I wasn't even 30 yet. It would have sucked if I would have died out of putting so much of how I felt about myself in the hands of others; Others who really didn't care at all. I decided, at that point, that I did have something to live for. I could live for..ME.

A second chance at the life I never had, or at least never thought I'd ever get.

I quit smoking 'cold turkey' that day. No more cigarettes. Not even part of one. I didn't want anymore chest pains.

After a year of no longer smoking, I would still dream that I had a cigarette and would wake up in sweat, trying to recall when I did and who I was with to have smoked that cigarette; and that I would have broke a promise to myself.

Luckily, there were people who, for the first time in my life, were amazed at something I had done. They told me what a challenge it is for people to quit smoking and stay away from it.

So what, right? I'm still working the same lame job with no aspiration to go on...wrong! I think that experience, similar to the one most people get from their parents when they are growing up, is exactly what I needed to improve my life.

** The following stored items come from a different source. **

Issue #2944, opened 2021-09-13
Fix deform produce incorrect restarts


antonpeshkov:
This is a continuation of the bug report described in the following MATSCI thread https://matsci.org/t/fix-deform-screw-restarts-and-what-to-do-with-it/38239 . 

They are two bugs related to fix deform and restarts. While preparing the report for this bug, I discovered two more problems, one related to the Windows build of lammps and another to the virial computation for spherical particles. As these two bugs are not related to fix deform, I will open separate issues for them. 

First, because box size/shape change happens after force computation, then if a run is restarted, the newly computed forces will be different from those computed by lammps before the restart.

Here is the archive, with files needed to reproduce this error:

[Lammps bug report.zip](https://github.com/lammps/lammps/files/7157474/Lammps.bug.report.zip)

The “*_random_positons” files contain the initial positions of particles. There are two lammps scripts that are identical, except that one use the lj/cut pair style, as asked by Alex, and the other the granular pair style. The script performs an isotropic compression with a true strain rate for N steps. It then makes a “run 0” to recompute the pressure as if we had restarted the simulation. At the end it writes to the screen the pressure after the N steps and the pressure after the “0” step restart. You can see than in both of the cases of lj and granular potentials these pressures are close but not equal (N.B. do not use Windows builds to explore these bugs, as mentioned previously, they are broken). However, in some cases, they can be wildly different.

To illustrate what is happening I include a Julia script that computes the pressure from the dump file output by the granular script. Initially the granular lammps script use no velocity-dependent forces (gamman=0). If you run with Julia the “collisional_damping_pressure_test.jl” file, it will compute you the pressure from the dump file that is equal to the one computed by lammps after the restart. Now, if you uncomment lines 45-47 in the Julia script, it will reincrease the box size one step back before computing the pressure. In that case, it will find a pressure equivalent to the one computed by lammps at the end of N steps. Note, that in order to normalize the pressure by the volume, I still use the volume after the final box compaction. This makes the behavior of pressure computation and fix deform even more nonsensical, as the forces are computed at one volume, but then normalized at another volume to compute the pressure.

[...]

PR #4017, opened 2023-12-14
Expanding deformation controls

jtclemm:
**Summary**
 
Many meso- and macroscopic problems using the GRANULAR or BPM packages require loading conditions which are currently not supported in LAMMPS. In particular, the ability to mix strain and stress controls is limited. For instance, one cannot apply a fixed mean pressure (isotropically dilating/contracting the box) with a fixed deviatoric strain rate (distorting the box shape).
 
Since these loading conditions cannot always decouple the deformation in different dimensions and only one fix can deform a dimension, I added more options to fix deform instead of creating a new fix. These include:
 
•	X, y, z, xy, xz, yz `pressure`: a standard linear controller with a gain constant. Accepts variable target pressures so it can oscillate, ramp, or be a function of other current stress components
•	X, y, z `pressure/mean`: analogous to the `volume` option, the dimension will deform to maintain a mean pressure
•	An `iso` option that isotropically scales the box to maintain either a constant volume or pressure. This option can be used in conjunction with separate x, y, and z options allowing one to simultaneously control the shear state/shape of the box (using x, y, z options) and its mean pressure/volume (using iso). In other words, one can separately control the 1st invariant of the stress tensor and the 2nd/3rd invariants of the strain tensor (or vice versa). This should be renamed to avoid confusion with fix nh `iso`, but I haven't thought of a better alternative.
•	Several pressure-relevant keywords like `couple` (analogous to fix nph), `max/rate` (capping the maximum strain rate on pressure-controlled dimensions), `normalize/pressure` (whether gains are normalized by the target pressure), and `vol/balance/p` (whether constant volume dimensions should try and balance their pressures)
 
With these options, fix deform should be able to support almost all loading conditions commonly used in the literature. The downside, of course, is that fix deform is even more complex. There might be a better way of organizing these controls or separating functionality across fixes, so if anyone has ideas I’d be happy to reorganize this PR. 
 
These changes should not affect any of the preexisting behavior of fix deform EXCEPT for the fact that the h_rate matrix is no longer zeroed between run statements (only in the constructor) and is now stored in restart files to resolve issue #2944. 
 
**Author(s)**
 
Joel Clemmer (SNL)
Kevin Hanley (Univ. Edinburgh)
Jose Salomon (Imperial College)
 
**Licensing**
 

jtclemm:
@sjplimp @akohlmey unless there are other ideas for parsing the child arguments, this PR is now ready for review. 

Besides changes to accommodate fix deform/pressure, there was one other important change to fix deform: the h matrix is now zeroed in the constructor instead of init() and it is saved to restart files. While this would resolve issue #2944, I'm not certain it's a necessary change.

sjplimp:
>> the h matrix is now zeroed in the constructor instead of init() and it is saved to restart files

Not sure that is a good idea.  LAMMPS does not know if the new fix deform command in the restart script is identical to the original one.  That is not required, since a user may want to apply a new kind of deformation in the 2nd stage of a run and could easily use the same fix ID.  In which case the h matrix will become the one in the restart file and not the one the new fix deform command defines (when set in init) ?  Previously the restart file only stored the initial box size, which is only needed if the user specifically wants the run to continue using that info, via the run start/stop keywords.  In which case they would presumably also use the same fix deform command.  If they don't do run start/stop, the fix deform restart info doesn't affect anything.

jtclemm:
> LAMMPS does not know if the new fix deform command in the restart script is identical to the original one.

Yes, that is a risk. Restarting does require that the styles match, i.e.
https://github.com/lammps/lammps/blob/3358fe36d1ae7c8723dd454d00e00ff3d200ca13/src/fix_deform.cpp#L999-L1000
but there's no guarantee the rates etc. will be equivalent. 

I don't think there is a correct solution, is it better to assume the old hmatrix still applies on the first timestep after reading a restart file or that the hmaxtrix is zero on that first timestep? Then again, it is a minor numerical effect so maybe the best answer is not to modify behavior.

sjplimp:
@jtclemm I looked at the old issue #2944 which also discussed the ramifications of changing when the hmatrix is initialized.  I think not modifying the current behavior is best for now (as in your last comment).  We could discuss that in the future if there are other problems it is causing.  Aside from that change is this PR ready to merge from your perspective?  If so, I will take a final look.

jtclemm:
> @jtclemm I looked at the old issue #2944 which also discussed the ramifications of changing when the hmatrix is initialized. I think not modifying the current behavior is best for now (as in your last comment). We could discuss that in the future if there are other problems it is causing. Aside from that change is this PR ready to merge from your perspective? If so, I will take a final look.

That's fair, we'll hold off on any such changes to the hmatrix. Reverted in the most recent commit.

This pull request should be good to go then.

sjplimp:
@jtclemm - all looks good - I made a few small changes
(1) Code - just added a couple explanatory comments for future development (e.g. new child classes)
(2) Doc pages - wanted to clarify how a user should think about these 2 commands, not so much the code structure (inheritance).
So I put the full explanation of the command syntax for both on the fix deform page (with some ONLY fix deform/pressure lines).
And the syntax for just the fix deform/pressure additions on its page.  And added a few sentences at the start of each page about how the 2 commands are used independently.   See if you like this OK, or think anything is now unclear ?

jtclemm:
I checked the commits and everything looks good to me, thanks for making those edits.

sjplimp (approved):

PR #4021, opened 2023-12-15
Bug fixes for BPM package

jtclemm:
**Summary**

This PR fixes a few misc bugs in the BPM package. 

This includes modifying displace_atoms and fix move so they  now rotate quaterions for the bpm/sphere atom style. Thanks to @jibril-b-coulibaly  for spotting the oversight.

**Author(s)**

Joel Clemmer (SNL)

**Licensing**

**Backward Compatibility**

NA


src/fix_move.cpp
```diff
@@ -1354,6 +1371,11 @@ void FixMove::set_arrays(int i)
         if (quat) {
           // qoriginal = f(quat,-delta);   // NOTE: edit this line
```
jibril-b-coulibaly, line 1372: Any insight on the original note to edit this line ?

jibril-b-coulibaly (approved):
Everything looks good, this is more rigorous to track atoms orientation for `BPM/sphere`.

Thinking again about the consequences, I am not sure leaving the quaternion unrotated as it was would generate artificial torques, since torque is based on rolling velocity, which does not depend on `quat` for spheres. Would you agree?

src/fix_move.cpp
jtclemm: Good point, I meant to check on this. I have no insight whatsoever, maybe @sjplimp would know? Looks like this line goes back quite a few years.

jtclemm:
> Everything looks good, this is more rigorous to track atoms orientation for `BPM/sphere`.
> 
> Thinking again about the consequences, I am not sure leaving the quaternion unrotated as it was would generate artificial torques, since torque is based on rolling velocity, which does not depend on `quat` for spheres. Would you agree?

Unlike the granular pair styles, `bond_style bpm/rotational` actually uses the quaternion to calculate forces. It doesn't accumulate a relative rotational history. 

I ran a test where I generated a BPM molecule with `bond_style bpm/rotational` and tried rotating it with both fix move and displace_atoms. Before this patch, rotating the grain introduced large stresses. No stresses are introduced when the quaternions are rotating with this patch.

However, come to think of it, wouldn't pair granular need to rotate all of its history elements to maintain frictional contacts?

jibril-b-coulibaly:
> > Everything looks good, this is more rigorous to track atoms orientation for `BPM/sphere`.
> > Thinking again about the consequences, I am not sure leaving the quaternion unrotated as it was would generate artificial torques, since torque is based on rolling velocity, which does not depend on `quat` for spheres. Would you agree?
> 
> Unlike the granular pair styles, `bond_style bpm/rotational` actually uses the quaternion to calculate forces. It doesn't accumulate a relative rotational history.
> 
> I ran a test where I generated a BPM molecule with `bond_style bpm/rotational` and tried rotating it with both fix move and displace_atoms. Before this patch, rotating the grain introduced large stresses. No stresses are introduced when the quaternions are rotating with this patch.
> 
> However, come to think of it, wouldn't pair granular need to rotate all of its history elements to maintain frictional contacts?

Thank you for the clarification regarding the role of quaternions in bpm/sphere: glad that this is fixing the artificial high stress issue!

If I recall correctly, at the beginning of each force calculation, the granular tangent history has its component in the normal contact direction removed (because the normal changed from t-1 to t and the t-1 history could now have non-zero normal component at t), and is re-scaled to its t-1 length to ensure it always points in a tangent direction with the correct magnitude.

There are discussions in the Luding 2008 paper whether this is good enough or if proper rotation should be carried out (the paper says Ideally, rotation). I think the current method would work well enough for small incremental changes, i.e., those expected from one timestep to the next.

For a large rotation from `displace_atom` / `fix move` however, this is a good point. Intuitively, I'd say that the difference between rotation and projection would become larger for larger changes in the normal direction.  There might also be some cancellation if the history vector is almost colinear with the new contact normal (~90 deg rotation).

This could be a safe change to make. Rotating granular history would only be valid if both atoms in contact are displaced/moved together though. If only one atom in the interaction is moved and they remain in contact, history would likely lose physical meaning. This is already the case, so if we make that change we'd be just as wrong as it already is now in that scenario: the user would have to make sure all interacting atoms are moved consistently.

jtclemm:
> For a large rotation from `displace_atom` / `fix move` however, this is a good point. Intuitively, I'd say that the difference between rotation and projection would become larger for larger changes in the normal direction. There might also be some cancellation if the history vector is almost colinear with the new contact normal (~90 deg rotation).
> 
> This could be a safe change to make. Rotating granular history would only be valid if both atoms in contact are displaced/moved together though. If only one atom in the interaction is moved and they remain in contact, history would likely lose physical meaning. This is already the case, so if we make that change we'd be just as wrong as it already is now in that scenario: the user would have to make sure all interacting atoms are moved consistently.

Yeah I think this is right. I don't see a usecase for rigidly rotating a packing of granular particles which are already in frictional contact. So probably nothing to worry about.

akohlmey:
@jtclemm please make sure that you assign this PR back to me when all open questions are resolved. @sjplimp is not available for a few days, so if you need his input, this will have to wait a bit.

jtclemm:
Hi @sjplimp, this should be ready to review when you have the time. Two main notes:

1) I ran into an odd comment in fix move: 
https://github.com/lammps/lammps/blob/1e9eb933beae8583f2e3e1b0caa73b3570720796/src/fix_move.cpp#L1412
Do you happen to recall what this referred to? I mirrored the comment in my changes.

2) To handle BPM simulations with multiple neighbor lists (e.g. pair hybrid or the addition of various computes), I updated fix update/special/bonds to loop through all `neighbor->nlist` lists in the neighbor class when a bond breaks to update its special bond bits. Previously, the fix only updated `force->pair->list`. Since this was one of the more complicated parts of the BPM package, I wanted to check whether you see any issues with this change.

sjplimp:
@jtclemm One general comment before answering your 2 Qs.

Re: this comment by @jibril-b-coulibaly -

I decided to try for a job at the Library. It was a decrease in monthly income, but afforded me the chance to think and

to be around people who were required to think to get where they were. (note: A requirement of Librarians is a Masters of Library Science degree).

Of course, this lead me to try community college again and once I had earned my Associates degree,

I was accepted some place that I would have never expected to want me as a student: San Diego State University.

A university wanted me?! Then I learned the truth. Universities don't accept you for what you already know,

they accept you for the potential of what you WILL know and of how to get that information to make reasoned, informed decisions.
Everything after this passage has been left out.